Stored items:
Issue #659, opened 2026-07-02
Entra ID access token is acquired on every connect(), even on a pool hit


sdebruyn:
## Summary

With Entra ID authentication (e.g. `Authentication=ActiveDirectoryDefault`), `Connection.__init__` acquires an access token on **every** `connect()`, before the native connection pool is consulted. On a pool hit the freshly acquired token is never used: the pooled physical connection is already authenticated, and the pool keys only on the sanitized connection string, so the token in `attrs_before` is not reapplied. The token acquisition and struct packing are therefore wasted work on every reused connection.

This partially defeats the purpose of pooling for token-auth workloads: pooling is enabled to avoid per-connection cost, yet a token is still materialized for each connection.

## Where (v1.10.0)

`mssql_python/connection.py`, `Connection.__init__`:

```python
# token acquired unconditionally, before the pool is consulted
sanitized = remove_sensitive_params(parsed_params)
self.connection_str = _ConnectionStringBuilder(sanitized).build()
token = get_auth_token(auth_type, credential_kwargs)      # <-- always runs
if token:
    self._attrs_before[ConstantsDDBC.SQL_COPT_SS_ACCESS_TOKEN.value] = token

# ... later ...

# pool checkout happens here, in the C layer, keyed on connection_str
if not PoolingManager.is_initialized():
    PoolingManager.enable()
self._pooling = PoolingManager.is_enabled()
self._conn = ddbc_bindings.Connection(
    self.connection_str, self._pooling, self._attrs_before
)
```

`get_auth_token` -> `AADAuth._acquire_token` reuses a cached *credential instance*, but still calls `credential.get_token("https://database.windows.net/.default")` and `get_token_struct()` (UTF-16-LE encode + `struct.pack`) on every call. azure-identity serves the token from its own in-memory cache while it is still valid, so this is not a full network round-trip each time, but it is per-connection CPU work whose result is discarded on a pool hit.

## Evidence

A `dlt` pipeline loading many tables to a Fabric Warehouse with `Authentication=ActiveDirectoryDefault` and native pooling enabled:

- The native pool is active and reusing connections: `SQL_ATTR_RESET_CONNECTION` (pool checkout reset) is logged ~212 times, with a single real cold login (~2.9s) followed by a uniform ~0.28s per open.
- Yet `get_token: Azure AD token acquired successfully` is logged once per `connect()` (146 token acquisitions for 146 opens, exactly 1:1), i.e. a token is produced even for the reused connections.

## Impact

[...]

Issue #651, opened 2026-06-30
Connection pool should separate identities for access-token and integrated auth connections


jahnvi480:
## Summary

The current connection pool in mssql-python keys only on the sanitized connection string. It does not account for the **identity/security context** of the user. This means different principals connecting to the same Server/Database can collide in the same pool bucket — a silent privilege escalation risk.

As a stopgap, PR #603 (`token_provider=`) disables pooling for all access-token connections. This issue tracks the proper fix: **extending the pool key to include identity information** so pooling can remain enabled safely.

## Problem

The native pool (`ddbc_bindings`) receives `(connection_string, pooling_bool, attrs_before)` but only the connection string is used as the pool key. The access token lives in `attrs_before[SQL_COPT_SS_ACCESS_TOKEN]` and is invisible to the pool. Two users authenticating with different tokens to the same server/database get the same pool bucket.

## Auth paths affected

| Auth path | Identity visible to pool? | Risk |
|---|---|---|
| `token_provider=` (custom credential) | ❌ No | Different principals share pool bucket |
| `Authentication=ActiveDirectoryDefault` | ❌ No | Same — token injected via attrs_before |
| `Authentication=ActiveDirectoryInteractive` | ❌ No | Same |
| `Authentication=ActiveDirectoryDeviceCode` | ❌ No | Same |
| `Authentication=ActiveDirectoryServicePrincipal` | ❌ No | Same (bulk copy path uses raw token) |
| Windows Integrated Auth (NTLM/Kerberos) | ❌ No | SSPI token negotiated by driver, not exposed to pool key |
| SQL Auth (UID/PWD) | ✅ Yes | Credentials are in the connection string (pool key) |

## Proposed solution

Extend the native pool key to include an **identity discriminator** alongside the connection string. Options to explore:

1. **For `token_provider=`**: Use `id(token_provider)` (object identity) as a pool key component. Same credential instance → same pool bucket. New instance → new bucket. This aligns with the principle that a new security context = a new provider instance.

2. **For built-in `Authentication=ActiveDirectory*`**: Derive a discriminator from the credential type + principal (e.g., hash of auth type + UID if present).

3. **For Windows Integrated Auth (NTLM/Kerberos)**: The SSPI token is negotiated internally by the driver and not exposed to the Python layer. Needs investigation into whether the native layer can extract the principal identity for the pool key.

## Cross-driver reference

| Driver | Pool identity separation? | How |
|---|---|---|
[...]

PR #660, opened 2026-07-03
FEAT: token-expiry capture and identity-aware pool key

jahnvi480:

> [AB#46159](https://sqlclientdrivers.visualstudio.com/c6d89619-62de-46a0-8b46-70b92a84d85e/_workitems/edit/46159)
> [AB#46160](https://sqlclientdrivers.visualstudio.com/c6d89619-62de-46a0-8b46-70b92a84d85e/_workitems/edit/46160)

> GitHub Issue: #651 
> GitHub Issue: #659 

### The problem
The connection pool keyed only on the **connection string**. When two callers hit the same server with different Entra (Azure AD) identities, they collided onto one pool — so a connection authenticated as **user A could be handed to user B**. Two secondary issues: a token was acquired on **every** connect (even pool hits), and a pooled connection could be reused with a **near-expired token**.

### What this PR does
Keys the pool by **security context**, not just the connection string, upholding one invariant: **a token-backed connection is never keyed on the bare connection string.** It also defers token acquisition to pool-misses and refreshes pooled connections whose token is near expiry.

### Design decisions (aligned with the cross-driver discussion)
- **Key by security context.** Non-token auth (SQL, trusted, **Service Principal** — handled natively by msodbcsql, Windows-interactive) is already isolated by the connection string and stays unchanged. When a token is involved, the key becomes `connStr + "\x00" + <identity>`.
- **Discriminator** (`compute_identity_key`): MSI → `msi:<client_id>`/`msi:system` (derived from params, no token needed); Interactive/DeviceCode → `acct:<home_account_id>`; DefaultAzureCredential / raw token → `tok:<sha256(token)>`.
- **Token expiry** (per the agreed guidance): as the pool owner, only ask the provider for a new token when the pooled token is **near expiry** (threshold = 5 min). Compare against the pooled token — **same token → reuse; rotated → discard those connections and reopen** with the new token. No background refresh; the SDK's silent refresh covers caching.
- **Interactive/device-code:** silent refresh from the cached account first; prompt only when the SDK forces it. One signed-in account per process.
- **MSI object-id vs client-id alignment** is a customer-facing breaking change — **deferred** as a separate item, not folded into this PR.

### Implementation highlights
- **Identity-aware pool key** + invariant, with a fail-safe token hash. The embedded `\x00` separator means the composite key can never collide with a bare connStr key.
- **Lazy token acquisition:** a token factory is invoked only when a physical connection is actually opened (pool miss) — same-identity pool hits acquire no token.
- **Silent-first interactive auth:** credentials built with `disable_automatic_authentication=True`; interactive prompt only on `AuthenticationRequiredError`; `home_account_id` cached so reconnects stay silent.
- **Expiry-aware checkout (5-min threshold):** mint fresh → byte-compare vs the pooled token → same+safe = reuse, rotated = discard + reopen (no double factory call) and drain siblings holding the stale token. Applies to MSI/interactive pools.
- **Idle identity-pool eviction:** single-use identities don't leak — aged-out pools are reclaimed on a later acquire (throttled sweep, `use_count()==1` guard, closed outside the manager mutex to respect lock ordering).
- **Fail-closed everywhere:** a token-auth failure raises `InterfaceError` rather than connecting token-less; a non-`bytes` access-token attribute is rejected at **both** the Python and native boundaries so it can't slip through with a bare pool key.

### Behavior matrix
| Auth type | Pool key | Token acquired | Expiry-aware? |
|-----------|----------|----------------|---------------|
| SQL / trusted / Service Principal / Windows-interactive | bare connStr | native | n/a |
| Managed Identity | `msi:<client_id>` / `msi:system` | lazy (on miss) | ✅ |
| Interactive / Device-code | `acct:<home_account_id>` | lazy, silent-first | ✅ |
| DefaultAzureCredential / raw token | `tok:<sha256>` | eager (bound to token) | ❌ (see limitations) |

### Testing
- **Unit** (`tests/test_008_auth.py`): identity-key mapping, silent-first interactive auth, fail-closed acquisition, pool-key wiring, and adversarial non-binary-token cases.
- **Integration** (`tests/test_009_pooling.py`, require a live SQL Server): cross-identity isolation, lazy factory invoked-on-miss / skipped-on-reuse, near-expiry refresh & token-bytes extraction, idle-pool eviction, checked-out-pool-not-evicted, enable/disable re-arm, concurrent-disable, and slot recovery on factory failure.

### Documented limitations (README)
- Interactive/device-code share one signed-in account per process.
- Bring-your-own-token lifetime is the application's responsibility (not expiry-aware).
- `DefaultAzureCredential` is not recommended for multi-user pooling (one-time warning emitted; keyed on token hash, so not expiry-aware).

### Out of scope / follow-ups
- MSI object-id → client-id alignment (breaking change).
- DB-API exception-type consistency on the eager auth path.
- Optional LRU bound on the credential/account caches.


tests/test_008_auth.py
```diff
@@ -1380,3 +1600,304 @@ def test_factory_cache_key_does_not_contain_raw_secret(self):
...
+        k1 = compute_identity_key("default", token_struct=b"same")
+        k2 = compute_identity_key("default", token_struct=b"same")
+        assert k1 == k2
+
+    def test_none_when_token_required_but_absent(self):
+        # default/interactive/devicecode need the token to form the key;
+        # without it, signal the caller to acquire then recompute.
+        assert compute_identity_key("default") is None
+        assert compute_identity_key("interactive") is None
+        assert compute_identity_key("devicecode") is None
```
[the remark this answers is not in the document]
jahnvi480: The acct: branch is covered in TestComputeIdentityKey in test_008_auth.py:1763 by three tests, which go beyond the single assertion Copilot suggested:

test_interactive_uses_home_account_id — compute_identity_key("interactive", home_account_id="acct-xyz") == "acct:acct-xyz"
test_devicecode_uses_home_account_id — same for "devicecode"
test_account_id_preferred_over_token_hash — asserts the account id wins over the token hash when both are present

jahnvi480:
##  Reviewer's guide: identity-aware connection pooling

### The 2-minute background

**The bug:** the label was built **only from the connection string**. That's fine for username/password logins (the password is in the string). But with **Entra ID (Azure AD)**, you authenticate with a short-lived **access token**, not a password — so two different people hitting the same server produce the **same connection string**, get the **same label**, and land in the **same pool**. **User B could be handed a connection authenticated as User A.** That identity leak is what this PR fixes.

**The fix in one line:** when a token is involved, add the caller's **identity** to the pool key.

**Terms you'll see:**
- **Identity key** — a short string standing for "who this caller is" (account ID, or a hash of their token), glued onto the pool key.
- **Token factory** — a callback that mints a fresh token *only when we actually need to open a real connection* (lazy).
- **Silent-first auth** — for interactive logins, get a token from the cached session *without* prompting; only prompt if that fails.
- **Expiry-aware checkout** — before reusing a pooled connection, check its token isn't about to expire.

**The one rule ("invariant") to keep in mind while reviewing:**
> If a token is involved, the pool key is `connection-string + <identity>` — **never** the bare connection string.

---

### The big picture

Python figures out *who* is connecting and builds the pool key; the native C++ layer owns the actual pool. **Note for C++ reviewers:** the pool has two locks (manager, then pool), and any network call (connect / disconnect / validate) must run with **no lock held** — that's the main thing to watch for in Passes 4–6.

```mermaid
flowchart TB
    subgraph PY["Python layer"]
      C["connection.py<br/>builds pool key + factory"]
      A["auth.py<br/>picks identity, gets tokens"]
      P["pooling.py<br/>PoolingManager on/off"]
    end
    subgraph NATIVE["Native C++ — pool lives here"]
      M["Pool manager<br/>key to pool + switch"]
      Pool["One pool<br/>shelf of connections"]
      Conn["Connection<br/>ODBC handle + expiry"]
    end
    C --> A
    C --> M
    P --> M
    M --> Pool --> Conn
```

---

## Pass 1 — How the identity key is chosen
🔗 [`auth.py::compute_identity_key`](https://github.com/microsoft/mssql-python/blob/0636c6c90fbb4fb3d8fc35c9c6922b281ac92c34/mssql_python/auth.py#L600-L651) · test: [`TestComputeIdentityKey`](https://github.com/microsoft/mssql-python/blob/0636c6c90fbb4fb3d8fc35c9c6922b281ac92c34/tests/test_008_auth.py#L1726)

**What it does:** given the auth type and its parameters, returns a short string for "who is connecting" — or `None` when the connection string already isolates callers.

**Why it matters:** this function is the source of truth for the whole fix. Wrong answer here = identities can collide.

**What to check:**
- Password-style logins (SQL / trusted / Service Principal / Windows) → `None` → keep the bare connection string, exactly as before. *(Service Principal is safe: msodbcsql isolates it via the string.)*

REQUIRED ACTION:
How many of the lines in the records above include the word "single"? State that number alone.

EXERCISE OUTPUT:
3